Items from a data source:
================
PR #419, opened 2026-08-07
fix(import): stop losing entry reasoning, action choices and world-state delta

collegatore:
## Summary

Imported stories lost three `StoryEntry` fields, and a second, older bug kept them from
reaching the screen even once they were preserved. Two commits, one root cause each.

## `fix(import)`: stop dropping entry reasoning, choices and world-state delta

An imported story regenerated its action choices every time it was opened and every time the
user switched branches — a model call each, to reproduce choices the `.avt` file already
contained. Imported entries also rendered no chain-of-thought, and world-state rollback
skipped straight past them.

One cause behind all three: `importStructure` builds its `addStoryEntry` argument field by
field, and `reasoning`, `suggestedActions` and `worldStateDelta` were missing from that object
literal. Nothing else was wrong — the format carries the fields, the INSERT has the columns,
`mapStoryEntry` reads them back. The literal is typed `Omit<StoryEntry, 'createdAt'>` and all
three fields are optional, so omitting them type-checked cleanly and the loss left no trace at
the call site.

Device-to-device sync is fixed by the same change: it imports through the same `runImport`
path, so a synced story no longer arrives stripped.

## `fix(story)`: show persisted action choices when a story is opened

Found while verifying the above. Opening a story whose choices were generated somewhere else
showed no choices at all, and did not regenerate any either — switching branches and back was
the only way to make them appear.

`switchBranch` restores choices from the landed-on narration entry's `suggestedActions`.
`loadStory` never did: it read only the settings-keyed cache this app writes when it generates
choices itself, and that cache has nothing under a story id created moments earlier by an
import. The regeneration fallback did not cover the gap either — `suggestionsRegenerationNeeded`
is set only by `restoreSuggestedActionsAfterDelete`, which `loadStory` never called. So the
choices sat in the database, fully readable, with nothing asking for them.

`loadStory` now falls back to that same restore path when the cache comes up empty, matching
what `switchBranch` already does. The cache still wins when populated, so the common path is
unchanged.

This asymmetry predates the import bug and was merely masked by it, since imported entries had
no choices to find in the first place. Any story whose settings cache is missing while its
entries carry choices would have hit it.

## Notes for review

- **No format-version bump and no migration.** The file already carries these fields and the
  columns already exist, so this is a read-side bug rather than a format extension. Bumping
  would falsely imply older files lack data they may well contain.
- **Absent stays absent**, so regeneration still fires for stories that genuinely have no
  persisted choices. Worth knowing for anyone touching that literal next: `reasoning` is
  declared `reasoning?: string` — optional with no `| null` — while the other two are nullable,
  so coalescing all three to `null` fails `svelte-check`. `addStoryEntry` writes a NULL column
  either way.
- **`worldStateDelta` is passed parsed** — `addStoryEntry` stringifies it, so pre-stringifying
  would double-encode.
- **Scope.** The five sibling entity loops in `importStructure` (characters, locations, items,
  beats, lorebook entries) were deliberately not audited for the same class of omission, to
  keep this reviewable as a targeted fix. Might be worth its own pass.
- Applies to **new** imports. Stories imported before this can be re-imported from their
  original `.avt` to recover the fields; import is non-destructive, creating a new story.

## Testing

- `npm test` — 55 files, 688 tests passing, including 3 new cases: field pass-through,
  absent fields, and entries on a non-main branch.
- `npm run check` — 5501 files, 0 errors.
- Manually verified in a debug desktop build: choices display on open and on branch switch with
  no regeneration triggered, imported reasoning renders, and rollback across imported entries
  applies their deltas instead of reporting them as delta-less.

## Summary by CodeRabbit

* **Bug Fixes**
  * Imported story entries now retain reasoning, suggested actions, and world-state updates.
  * References in imported world-state updates and checkpoint snapshots are remapped correctly, including nested entities and inventory data.
  * Missing optional import fields are handled consistently without causing failures.
  * Reopened stories restore available action choices and suggestions from the latest narration.
  * Invalid, empty, or malformed saved choices and suggestions are safely discarded.

### DIFF
--- a/src/lib/services/import/import.test.ts
+++ b/src/lib/services/import/import.test.ts
@@ -58,7 +58,18 @@ function sampleExport() {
================
# About this task:
Every record above is to be copied out again exactly as written.

# Answer box:
PR #419, opened 2026-08-07
fix(import): stop losing entry reasoning, action choices and world-state delta

collegatore:
## Summary

Imported stories lost three `StoryEntry` fields, and a second, older bug kept them from
reaching the screen even once they were preserved. Two commits, one root cause each.

## `fix(import)`: stop dropping entry reasoning, choices and world-state delta

An imported story regenerated its action choices every time it was opened and every time the
user switched branches — a model call each, to reproduce choices the `.avt` file already
contained. Imported entries also rendered no chain-of-thought, and world-state rollback
skipped straight past them.

One cause behind all three: `importStructure` builds its `addStoryEntry` argument field by
field, and `reasoning`, `suggestedActions` and `worldStateDelta` were missing from that object
literal. Nothing else was wrong — the format carries the fields, the INSERT has the columns,
`mapStoryEntry` reads them back. The literal is typed `Omit<StoryEntry, 'createdAt'>` and all
three fields are optional, so omitting them type-checked cleanly and the loss left no trace at
the call site.

Device-to-device sync is fixed by the same change: it imports through the same `runImport`
path, so a synced story no longer arrives stripped.

## `fix(story)`: show persisted action choices when a story is opened

Found while verifying the above. Opening a story whose choices were generated somewhere else
showed no choices at all, and did not regenerate any either — switching branches and back was
the only way to make them appear.

`switchBranch` restores choices from the landed-on narration entry's `suggestedActions`.
`loadStory` never did: it read only the settings-keyed cache this app writes when it generates
choices itself, and that cache has nothing under a story id created moments earlier by an
import. The regeneration fallback did not cover the gap either — `suggestionsRegenerationNeeded`
is set only by `restoreSuggestedActionsAfterDelete`, which `loadStory` never called. So the
choices sat in the database, fully readable, with nothing asking for them.

`loadStory` now falls back to that same restore path when the cache comes up empty, matching
what `switchBranch` already does. The cache still wins when populated, so the common path is
unchanged.

This asymmetry predates the import bug and was merely masked by it, since imported entries had
no choices to find in the first place. Any story whose settings cache is missing while its
entries carry choices would have hit it.

## Notes for review

- **No format-version bump and no migration.** The file already carries these fields and the
  columns already exist, so this is a read-side bug rather than a format extension. Bumping
  would falsely imply older files lack data they may well contain.
- **Absent stays absent**, so regeneration still fires for stories that genuinely have no
  persisted choices. Worth knowing for anyone touching that literal next: `reasoning` is
  declared `reasoning?: string` — optional with no `| null` — while the other two are nullable,
  so coalescing all three to `null` fails `svelte-check`. `addStoryEntry` writes a NULL column
  either way.
- **`worldStateDelta` is passed parsed** — `addStoryEntry` stringifies it, so pre-stringifying
  would double-encode.
- **Scope.** The five sibling entity loops in `importStructure` (characters, locations, items,
  beats, lorebook entries) were deliberately not audited for the same class of omission, to
  keep this reviewable as a targeted fix. Might be worth its own pass.
- Applies to **new** imports. Stories imported before this can be re-imported from their
  original `.avt` to recover the fields; import is non-destructive, creating a new story.

## Testing

- `npm test` — 55 files, 688 tests passing, including 3 new cases: field pass-through,
  absent fields, and entries on a non-main branch.
- `npm run check` — 5501 files, 0 errors.
- Manually verified in a debug desktop build: choices display on open and on branch switch with
  no regeneration triggered, imported reasoning renders, and rollback across imported entries
  applies their deltas instead of reporting them as delta-less.

## Summary by CodeRabbit

* **Bug Fixes**
  * Imported story entries now retain reasoning, suggested actions, and world-state updates.
  * References in imported world-state updates and checkpoint snapshots are remapped correctly, including nested entities and inventory data.
  * Missing optional import fields are handled consistently without causing failures.
  * Reopened stories restore available action choices and suggestions from the latest narration.
  * Invalid, empty, or malformed saved choices and suggestions are safely discarded.

### DIFF
--- a/src/lib/services/import/import.test.ts
+++ b/src/lib/services/import/import.test.ts
@@ -58,7 +58,18 @@ function sampleExport() {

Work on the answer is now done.